Assignment:
Beneath this instruction is a listing; print exactly the lines in it starting at the line that contains "villander: After this, I" and going through the line that contains "villander: done @rwjblue @jenweber".

Task material:
------------------------------------------------------------

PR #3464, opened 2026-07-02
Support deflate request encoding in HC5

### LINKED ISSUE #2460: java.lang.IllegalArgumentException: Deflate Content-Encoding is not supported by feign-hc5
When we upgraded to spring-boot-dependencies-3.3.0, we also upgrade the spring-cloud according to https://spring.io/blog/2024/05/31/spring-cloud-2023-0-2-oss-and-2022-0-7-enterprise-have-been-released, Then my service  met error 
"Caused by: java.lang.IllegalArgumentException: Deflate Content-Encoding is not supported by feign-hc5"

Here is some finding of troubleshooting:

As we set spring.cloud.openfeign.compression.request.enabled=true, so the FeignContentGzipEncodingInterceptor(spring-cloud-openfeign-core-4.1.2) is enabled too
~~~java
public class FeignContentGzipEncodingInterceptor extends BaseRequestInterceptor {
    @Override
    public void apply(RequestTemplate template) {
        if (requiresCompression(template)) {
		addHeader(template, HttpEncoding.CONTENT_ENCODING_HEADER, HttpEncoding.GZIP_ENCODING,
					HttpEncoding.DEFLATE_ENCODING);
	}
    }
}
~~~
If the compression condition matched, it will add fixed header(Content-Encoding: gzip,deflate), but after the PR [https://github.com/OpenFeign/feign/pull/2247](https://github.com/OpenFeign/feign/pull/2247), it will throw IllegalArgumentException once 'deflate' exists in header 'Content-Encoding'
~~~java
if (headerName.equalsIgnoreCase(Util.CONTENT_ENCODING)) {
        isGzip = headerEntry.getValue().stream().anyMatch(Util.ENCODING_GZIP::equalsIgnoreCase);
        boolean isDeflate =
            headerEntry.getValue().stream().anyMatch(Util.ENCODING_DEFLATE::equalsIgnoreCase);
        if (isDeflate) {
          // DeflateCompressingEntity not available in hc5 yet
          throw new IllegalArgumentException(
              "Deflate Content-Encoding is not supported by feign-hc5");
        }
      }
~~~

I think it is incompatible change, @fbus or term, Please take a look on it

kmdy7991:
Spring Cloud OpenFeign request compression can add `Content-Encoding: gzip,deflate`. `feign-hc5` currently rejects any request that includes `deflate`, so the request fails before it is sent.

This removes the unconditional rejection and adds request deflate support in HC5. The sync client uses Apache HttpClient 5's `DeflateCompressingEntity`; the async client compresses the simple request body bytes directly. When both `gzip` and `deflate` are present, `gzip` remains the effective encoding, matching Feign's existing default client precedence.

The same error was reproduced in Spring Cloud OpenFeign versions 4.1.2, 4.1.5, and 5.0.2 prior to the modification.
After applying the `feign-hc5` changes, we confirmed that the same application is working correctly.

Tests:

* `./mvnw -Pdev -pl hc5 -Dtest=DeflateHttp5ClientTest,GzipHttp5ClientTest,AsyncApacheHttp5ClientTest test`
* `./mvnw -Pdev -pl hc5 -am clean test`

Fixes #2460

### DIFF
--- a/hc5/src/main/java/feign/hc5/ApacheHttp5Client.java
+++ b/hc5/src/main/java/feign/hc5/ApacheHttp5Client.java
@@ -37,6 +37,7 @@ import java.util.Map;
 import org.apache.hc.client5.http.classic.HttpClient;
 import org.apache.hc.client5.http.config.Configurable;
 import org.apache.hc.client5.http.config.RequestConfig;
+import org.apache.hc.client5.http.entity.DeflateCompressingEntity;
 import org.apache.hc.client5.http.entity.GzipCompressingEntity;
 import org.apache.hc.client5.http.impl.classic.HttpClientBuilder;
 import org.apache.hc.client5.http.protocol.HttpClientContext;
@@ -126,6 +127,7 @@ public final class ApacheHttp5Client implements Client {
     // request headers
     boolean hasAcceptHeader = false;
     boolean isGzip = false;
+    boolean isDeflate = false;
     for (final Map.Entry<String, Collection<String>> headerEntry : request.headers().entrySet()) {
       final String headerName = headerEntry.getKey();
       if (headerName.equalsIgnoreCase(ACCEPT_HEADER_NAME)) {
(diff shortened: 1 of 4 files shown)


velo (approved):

------------------------------------------------------------

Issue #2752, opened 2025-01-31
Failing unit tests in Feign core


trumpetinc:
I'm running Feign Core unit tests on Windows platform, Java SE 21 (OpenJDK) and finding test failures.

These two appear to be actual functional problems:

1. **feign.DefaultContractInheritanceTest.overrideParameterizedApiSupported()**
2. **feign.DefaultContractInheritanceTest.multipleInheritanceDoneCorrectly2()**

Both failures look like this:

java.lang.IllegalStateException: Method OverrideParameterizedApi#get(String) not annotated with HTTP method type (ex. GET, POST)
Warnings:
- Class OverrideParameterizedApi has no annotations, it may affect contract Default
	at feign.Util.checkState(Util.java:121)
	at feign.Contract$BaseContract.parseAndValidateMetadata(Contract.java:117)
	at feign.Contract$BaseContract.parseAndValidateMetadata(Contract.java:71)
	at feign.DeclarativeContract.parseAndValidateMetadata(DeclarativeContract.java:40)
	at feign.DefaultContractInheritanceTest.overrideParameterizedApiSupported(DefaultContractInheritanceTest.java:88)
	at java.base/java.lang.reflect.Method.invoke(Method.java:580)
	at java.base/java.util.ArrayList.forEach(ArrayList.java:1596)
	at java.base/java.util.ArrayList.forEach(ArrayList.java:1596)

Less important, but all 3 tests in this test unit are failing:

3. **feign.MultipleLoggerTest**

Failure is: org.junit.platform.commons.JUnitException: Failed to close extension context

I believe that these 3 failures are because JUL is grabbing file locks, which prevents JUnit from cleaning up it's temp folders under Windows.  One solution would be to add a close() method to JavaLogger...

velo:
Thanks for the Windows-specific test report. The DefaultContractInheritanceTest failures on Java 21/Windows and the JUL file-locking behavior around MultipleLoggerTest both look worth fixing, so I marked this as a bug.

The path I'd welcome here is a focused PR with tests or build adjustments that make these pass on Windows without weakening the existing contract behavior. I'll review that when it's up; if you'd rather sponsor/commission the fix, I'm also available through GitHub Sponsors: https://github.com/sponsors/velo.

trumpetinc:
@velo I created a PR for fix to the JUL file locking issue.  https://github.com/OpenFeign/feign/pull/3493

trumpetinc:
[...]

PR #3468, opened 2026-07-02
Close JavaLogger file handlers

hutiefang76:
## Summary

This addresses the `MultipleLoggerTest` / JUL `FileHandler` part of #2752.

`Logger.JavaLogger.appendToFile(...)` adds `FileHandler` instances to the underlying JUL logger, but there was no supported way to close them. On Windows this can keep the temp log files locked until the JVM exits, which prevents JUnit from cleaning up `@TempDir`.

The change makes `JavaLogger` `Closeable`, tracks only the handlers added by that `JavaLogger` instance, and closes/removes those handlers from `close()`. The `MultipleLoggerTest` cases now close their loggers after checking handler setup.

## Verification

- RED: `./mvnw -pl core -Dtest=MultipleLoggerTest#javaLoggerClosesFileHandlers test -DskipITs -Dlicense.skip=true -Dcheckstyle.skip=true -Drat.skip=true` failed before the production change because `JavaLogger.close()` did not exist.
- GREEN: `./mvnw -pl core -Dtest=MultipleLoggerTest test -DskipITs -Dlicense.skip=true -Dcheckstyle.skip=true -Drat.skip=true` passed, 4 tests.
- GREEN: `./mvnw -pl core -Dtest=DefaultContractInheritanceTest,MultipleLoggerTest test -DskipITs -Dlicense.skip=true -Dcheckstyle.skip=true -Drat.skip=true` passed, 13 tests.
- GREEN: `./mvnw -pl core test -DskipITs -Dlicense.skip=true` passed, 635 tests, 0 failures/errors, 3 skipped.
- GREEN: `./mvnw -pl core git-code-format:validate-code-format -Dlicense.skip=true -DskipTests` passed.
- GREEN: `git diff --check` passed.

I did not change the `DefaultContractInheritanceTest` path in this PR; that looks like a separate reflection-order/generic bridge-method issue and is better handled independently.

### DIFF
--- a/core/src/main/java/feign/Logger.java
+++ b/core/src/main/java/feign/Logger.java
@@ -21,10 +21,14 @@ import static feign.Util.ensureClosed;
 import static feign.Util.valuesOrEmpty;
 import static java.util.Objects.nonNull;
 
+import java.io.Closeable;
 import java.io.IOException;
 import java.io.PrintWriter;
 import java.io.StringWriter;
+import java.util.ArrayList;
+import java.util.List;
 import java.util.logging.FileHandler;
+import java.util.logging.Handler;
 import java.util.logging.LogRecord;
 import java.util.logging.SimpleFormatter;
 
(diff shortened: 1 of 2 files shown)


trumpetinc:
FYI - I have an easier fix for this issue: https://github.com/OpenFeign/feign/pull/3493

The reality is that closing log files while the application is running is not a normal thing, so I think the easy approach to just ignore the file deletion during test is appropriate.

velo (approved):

------------------------------------------------------------

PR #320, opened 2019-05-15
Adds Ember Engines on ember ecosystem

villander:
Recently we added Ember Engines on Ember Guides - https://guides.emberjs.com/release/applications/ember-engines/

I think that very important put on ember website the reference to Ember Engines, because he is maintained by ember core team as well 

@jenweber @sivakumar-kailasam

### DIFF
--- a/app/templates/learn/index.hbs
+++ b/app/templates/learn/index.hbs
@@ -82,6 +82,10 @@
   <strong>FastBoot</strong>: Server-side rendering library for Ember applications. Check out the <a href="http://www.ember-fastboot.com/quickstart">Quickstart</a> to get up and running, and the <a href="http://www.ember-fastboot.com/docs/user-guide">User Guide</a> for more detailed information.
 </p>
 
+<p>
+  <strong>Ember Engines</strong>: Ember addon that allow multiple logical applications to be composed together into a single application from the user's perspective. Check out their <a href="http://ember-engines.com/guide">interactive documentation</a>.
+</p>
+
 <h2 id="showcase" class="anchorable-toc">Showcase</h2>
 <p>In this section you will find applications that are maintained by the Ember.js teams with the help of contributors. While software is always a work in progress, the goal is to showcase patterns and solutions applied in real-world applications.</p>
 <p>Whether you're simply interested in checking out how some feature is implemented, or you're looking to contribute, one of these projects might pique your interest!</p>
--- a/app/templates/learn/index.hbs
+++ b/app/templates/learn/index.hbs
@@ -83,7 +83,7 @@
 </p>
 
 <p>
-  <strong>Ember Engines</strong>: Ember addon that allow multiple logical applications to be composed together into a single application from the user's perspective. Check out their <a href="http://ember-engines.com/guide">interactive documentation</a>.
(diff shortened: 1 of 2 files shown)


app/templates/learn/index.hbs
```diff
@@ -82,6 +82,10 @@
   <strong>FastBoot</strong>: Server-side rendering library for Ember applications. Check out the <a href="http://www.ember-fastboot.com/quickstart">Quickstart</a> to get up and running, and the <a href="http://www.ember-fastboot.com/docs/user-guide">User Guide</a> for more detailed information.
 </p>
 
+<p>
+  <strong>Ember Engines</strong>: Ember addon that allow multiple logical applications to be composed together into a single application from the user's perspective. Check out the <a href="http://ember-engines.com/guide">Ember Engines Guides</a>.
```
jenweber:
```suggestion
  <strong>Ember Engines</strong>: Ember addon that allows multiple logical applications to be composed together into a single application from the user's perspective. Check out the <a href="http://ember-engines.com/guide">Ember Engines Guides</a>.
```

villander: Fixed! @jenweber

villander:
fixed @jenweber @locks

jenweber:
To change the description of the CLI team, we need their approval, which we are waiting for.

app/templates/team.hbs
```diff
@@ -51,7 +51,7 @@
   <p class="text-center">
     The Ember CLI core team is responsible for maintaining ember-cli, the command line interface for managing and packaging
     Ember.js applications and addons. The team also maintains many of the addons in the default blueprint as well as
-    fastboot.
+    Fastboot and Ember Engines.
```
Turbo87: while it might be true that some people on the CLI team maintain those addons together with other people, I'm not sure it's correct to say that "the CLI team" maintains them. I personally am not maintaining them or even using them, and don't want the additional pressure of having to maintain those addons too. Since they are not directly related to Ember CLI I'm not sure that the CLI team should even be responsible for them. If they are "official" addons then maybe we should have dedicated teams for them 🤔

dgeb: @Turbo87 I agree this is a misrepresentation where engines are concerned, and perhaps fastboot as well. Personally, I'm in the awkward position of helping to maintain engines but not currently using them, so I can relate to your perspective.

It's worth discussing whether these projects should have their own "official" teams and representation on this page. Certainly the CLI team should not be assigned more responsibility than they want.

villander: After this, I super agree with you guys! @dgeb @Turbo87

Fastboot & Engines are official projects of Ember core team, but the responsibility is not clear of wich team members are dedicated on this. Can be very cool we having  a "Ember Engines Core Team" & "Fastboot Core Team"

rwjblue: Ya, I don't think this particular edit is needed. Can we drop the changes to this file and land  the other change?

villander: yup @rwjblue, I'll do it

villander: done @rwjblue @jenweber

------------------------------------------------------------

Solution for this task:
villander: After this, I super agree with you guys! @dgeb @Turbo87

Fastboot & Engines are official projects of Ember core team, but the responsibility is not clear of wich team members are dedicated on this. Can be very cool we having  a "Ember Engines Core Team" & "Fastboot Core Team"

rwjblue: Ya, I don't think this particular edit is needed. Can we drop the changes to this file and land  the other change?

villander: yup @rwjblue, I'll do it

villander: done @rwjblue @jenweber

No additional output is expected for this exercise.